Horor Corona di India saat Kematian 2 Ribu Orang Sehari Jadi Rekor

Tim detikcom - detikNews
Rabu, 21 Apr 2021 22:01 WIB

Bukan tanpa alasan mengapa ada yang menilai Narendra Modi berkontribusi atas meledaknya kasus Corona di India. Nyatanya, Modi dan jajaran menterinya malah menggelar kampanye politik menjelang pemilu daerah di Benggala Barat, yang dihadiri massa.

Seperti dilansir Reuters dan Channel News Asia, Selasa (20/4), kritikan untuk Modi pun berdatangan. Bahkan, dia juga dikritik karena membiarkan umat Hindu berkerumun saat Kumbh Mela.

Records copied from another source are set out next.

PR #290, opened 2023-07-19
fix: Visual Bug Fixes

sternetj:
## Changes

  - Fixes the Keyboard Avoiding view to not cut off the `Post` button when the text is taller than a few lines
  - Uses `ScrollView` from react native (could cause the app to crash)
  - Requires an invite messaging was showing up briefly while loading the project. Fixes the logic to only show it once projects and accounts are loaded

## Screenshots

image
I think the missing X button is an issue with my set up and can be ignored. I am seeing it show up in other apps using the SDK

### DIFF
--- a/src/components/Circles/CreateEditPostModal.tsx
+++ b/src/components/Circles/CreateEditPostModal.tsx
@@ -1,5 +1,5 @@
 import React, { useEffect, useState } from 'react';
-import { KeyboardAvoidingView, Platform, View, Modal } from 'react-native';
+import { KeyboardAvoidingView, View, Modal } from 'react-native';
 import {
   Appbar,
   Button,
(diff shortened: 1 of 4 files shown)


src/components/Circles/CreateEditPostModal.tsx
```diff
@@ -94,28 +94,28 @@ export const CreateEditPostModal = () => {
...
-                setPostText(text);
-                setCharacterCount(text.length);
-              }}
-            />
+
             <KeyboardAvoidingView
-              behavior={Platform.OS === 'ios' ? 'padding' : 'height'}
-              keyboardVerticalOffset={Platform.OS === 'ios' ? 20 : 40}
-              style={styles.toolbarContainer}
+              behavior="padding"
```
bruce-glazier, line 99: Did you try this on Android too? I recall there was some major hurdle with getting this to work correctly across both platforms but perhaps I missed something here.

src/navigators/RootStack.tsx
```diff
@@ -37,9 +37,7 @@ export function RootStack() {
 
   const loadingProject = !isFetchedProject || isLoadingProject;
   const loadingAccount = !isFetchedAccount || isLoadingAccount;
-  const hasAccount = !loadingAccount && account?.id;
-  const loadingAccountOrProject =
-    loadingAccount || (hasAccount && loadingProject);
+  const loadingAccountOrProject = loadingAccount || loadingProject;
```
bruce-glazier, line 40: I think this should be fine now that the useSubjectProjects query doesn't load indefinitely if there is no account.

src/components/Circles/CreateEditPostModal.tsx
sternetj: I did try this on android and it seemed like it was working to me. I think moving the view to wrap all the content with the flex grow on the text view made this behave better on both platforms

bruce-glazier: Interesting, sounds good! Glad it is working 👍

bruce-glazier (approved):

src/navigators/RootStack.tsx
markdlv: 🤔 are we sure?  Make sure to test the heck of a pure "user is not in ANY accounts' groups" scenario.  I'm looking at [this line](https://github.com/lifeomic/react-native-sdk/blob/master/src/hooks/useSubjectProjects.tsx#L37) and thinking `loadingProject` will be true until an account.  That's what the more nuanced line 42 was handling.

PR #294, opened 2023-07-21
fix: Account Loading Logic Waits for Selection

sternetj:
## Changes

  - Restores the Root Loading logic
  - Fixes an issue where `useActiveAccount` could be in a state where `isFetched: true` and `isLoading: false` but not actually have set the active account data if possible

### DIFF
--- a/src/hooks/useActiveAccount.tsx
+++ b/src/hooks/useActiveAccount.tsx
@@ -61,6 +61,7 @@ export const ActiveAccountContextProvider = ({
 }) => {
   const accountsResult = useAccounts();
   const accountsWithProduct = filterNonLRAccounts(accountsResult.data);
+  const [isSettled, setIsSettled] = useState(false);
   const [activeAccount, setActiveAccount] = useState<ActiveAccountProps>({});
   const { data: userData } = useUser();
   const userId = userData?.id;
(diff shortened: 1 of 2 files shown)


src/hooks/useActiveAccount.tsx
```diff
@@ -171,7 +183,7 @@ export const ActiveAccountContextProvider = ({
         accountsWithProduct,
         refetch,
         setActiveAccountId,
-        isLoading: accountsResult.isLoading,
+        isLoading: accountsResult.isLoading || !isSettled,
```
markdlv, line 186: Is `isSettled` needed?  `useActiveAccount` should initialize with `isLoading=true`, and RootStack is already paying attention to `isFetched`.

markdlv (approved):

src/hooks/useActiveAccount.tsx
sternetj: Yes it is needed. The purpose of `isSettled` is to sync up the selected account (if there is one) and `isLoading`. 

Before this change isFetched was being set to true and isLoading was set to false before the `useEffect` fired to determine which account to select. In that state, the RootStack logic briefly thought that the accounts had been loaded and that the user did not belong to any accounts and displayed the warning. 

After this change, the RootStack will never get to a state where it thinks the accounts have been loaded without the useActiveAccount logic running and selecting the active account if one exists.

PR #296, opened 2023-07-21
fix: Cache circles by circleId

bruce-glazier:
## Changes

Fix caching of circles when multiple circles are loaded by using the circleId in the `posts` queryKey.


bruce-glazier:
Thought more on this, I am just going to use a circleId context instead of passing around the id everywhere.

PR #299, opened 2023-07-24
fix: Use circleId context for circle caches

bruce-glazier:
## Changes

  - Your changes...


src/components/tiles/TilesList.tsx
```diff
@@ -31,9 +33,10 @@ export function TilesList({ navigation, styles: instanceStyles }: Props) {
 
   const onCircleTilePress = useCallback(
     (circleTile: CircleTile) => () => {
-      navigation.navigate('Home/Circle/Discussion', { circleTile });
+      setCircleTile?.(circleTile);
+      navigation.navigate('Home/Circle/Discussion');
```
sternetj, line 37: I feel like we should move this inside the circle screen. I think it would be better to set the active circle based on the route params. That way other sources, such as notification, can just pass the circleId when navigating to the circles view.

src/hooks/Circles/useActiveCircleTile.tsx
```diff
@@ -0,0 +1,30 @@
...
+  );
+};
+
+export const useActiveCircleTile = () => {
+  const circleTileContext = useContext(CircleTileContext);
+  return {
+    circleTile: circleTileContext?.circleTile,
+    setCircleTile: circleTileContext?.setCircleTile,
+  };
+};
```
sternetj, line 30:
```suggestion
export const useActiveCircleTile = () => useContext(CircleTileContext);
```

src/hooks/Circles/useInfinitePosts.tsx
```diff
@@ -57,7 +59,7 @@ export function useInfinitePosts({ circleId }: useInfinitePostsProps) {
     error: postsError,
     hasNextPage,
     fetchNextPage,
-  } = useInfiniteQuery('posts', queryPosts, {
+  } = useInfiniteQuery(`posts-${circleTile?.circleId}`, queryPosts, {
```
sternetj, line 62: I don't think it is a big deal but should we use `['posts', circleTile?.circleId]` instead? Not quite sure what the advantages could be but I think is is how RQ expects you to use dependencies.

sternetj (dismissed):
This seems like it will work well so I am approving, but, as I mentioned, I wonder if it would be better to move the context setting logic into the Circle/Post Screens instead that way directly routing to it will "just work" and won't require the addition context update step.

With this approach are we still able to rout directly to a Post (for notifications)

src/components/tiles/TilesList.tsx
bruce-glazier: Updated

src/hooks/Circles/useActiveCircleTile.tsx
bruce-glazier: Updated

"Anda menggelar kampanye saat orang-orang menuju pemakaman," begitu kritik Kepala Data Departemen Ilmu Pengetahuan dan Teknologi setempat, Akhilesh Jha.

"Orang-orang akan meminta pertanggungjawaban Anda, Anda tetap menggelar kampanye," imbuhnya.

Modi juga dikiritk oleh mantan Menteri Luar Negeri India, Nirupama Menon Rao. "Berapa banyak kematian yang dibutuhkan sampai dia menyadari bahwa terlalu banyak orang meninggal?" sebut Nirupama.

Belum ada respons resmi dari juru bicara pemerintahan Modi terkait kritikan ini. Namun Menteri Perkeretaapian, Perdagangan, dan Perindustrian India, Piyush Goyal, menuturkan kepada kantor berita ANI bahwa Modi bekerja selama berjam-jam setiap harinya untuk menangani krisis yang dipicu pandemi.